For each line below that holds the word "could", make a copy.
(Beginning of RECORDED DATA)
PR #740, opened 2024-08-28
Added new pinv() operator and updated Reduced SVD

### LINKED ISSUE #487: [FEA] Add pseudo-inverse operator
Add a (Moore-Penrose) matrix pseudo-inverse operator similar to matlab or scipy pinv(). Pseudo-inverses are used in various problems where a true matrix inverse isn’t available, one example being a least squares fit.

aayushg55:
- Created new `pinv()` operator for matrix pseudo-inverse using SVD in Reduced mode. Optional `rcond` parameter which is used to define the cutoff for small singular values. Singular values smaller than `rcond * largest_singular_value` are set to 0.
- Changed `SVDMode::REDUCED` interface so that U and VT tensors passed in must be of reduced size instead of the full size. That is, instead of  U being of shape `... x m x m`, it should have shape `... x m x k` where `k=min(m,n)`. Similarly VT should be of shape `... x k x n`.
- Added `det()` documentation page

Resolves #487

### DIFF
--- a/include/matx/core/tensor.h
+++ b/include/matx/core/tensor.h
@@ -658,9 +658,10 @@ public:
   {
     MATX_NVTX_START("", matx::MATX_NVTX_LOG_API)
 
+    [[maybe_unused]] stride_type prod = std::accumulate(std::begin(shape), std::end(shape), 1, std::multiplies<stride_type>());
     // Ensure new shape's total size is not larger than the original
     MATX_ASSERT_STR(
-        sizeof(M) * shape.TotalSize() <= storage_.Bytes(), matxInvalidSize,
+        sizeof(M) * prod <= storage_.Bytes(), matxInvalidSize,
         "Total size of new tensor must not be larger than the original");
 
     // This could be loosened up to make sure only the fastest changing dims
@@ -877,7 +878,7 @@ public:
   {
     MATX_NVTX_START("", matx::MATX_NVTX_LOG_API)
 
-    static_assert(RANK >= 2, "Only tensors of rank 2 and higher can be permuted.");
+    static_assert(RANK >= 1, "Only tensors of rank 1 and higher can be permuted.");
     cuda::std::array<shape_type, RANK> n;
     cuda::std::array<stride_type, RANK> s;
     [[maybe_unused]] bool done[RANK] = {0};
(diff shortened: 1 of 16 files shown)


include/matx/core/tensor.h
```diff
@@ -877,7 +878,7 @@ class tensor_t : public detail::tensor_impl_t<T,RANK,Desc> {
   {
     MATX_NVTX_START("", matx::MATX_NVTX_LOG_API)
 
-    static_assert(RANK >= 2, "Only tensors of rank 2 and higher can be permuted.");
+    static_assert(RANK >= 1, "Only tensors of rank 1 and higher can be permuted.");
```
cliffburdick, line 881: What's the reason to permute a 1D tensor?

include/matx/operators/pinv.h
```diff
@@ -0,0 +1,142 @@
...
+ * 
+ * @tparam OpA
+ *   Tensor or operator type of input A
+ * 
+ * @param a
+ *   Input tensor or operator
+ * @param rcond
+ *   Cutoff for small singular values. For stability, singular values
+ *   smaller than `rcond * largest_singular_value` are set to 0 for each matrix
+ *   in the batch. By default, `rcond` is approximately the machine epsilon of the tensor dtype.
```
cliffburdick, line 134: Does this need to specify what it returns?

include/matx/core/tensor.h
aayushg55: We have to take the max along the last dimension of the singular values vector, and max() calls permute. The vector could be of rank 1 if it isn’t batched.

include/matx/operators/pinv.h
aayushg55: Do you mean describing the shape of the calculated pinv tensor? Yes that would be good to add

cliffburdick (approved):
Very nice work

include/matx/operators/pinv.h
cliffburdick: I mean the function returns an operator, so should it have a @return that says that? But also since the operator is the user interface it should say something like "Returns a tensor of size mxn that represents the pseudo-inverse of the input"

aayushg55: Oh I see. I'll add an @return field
(End of RECORDED DATA)
**RESPONSE TO THIS TASK**.
     // This could be loosened up to make sure only the fastest changing dims
aayushg55: We have to take the max along the last dimension of the singular values vector, and max() calls permute. The vector could be of rank 1 if it isn’t batched.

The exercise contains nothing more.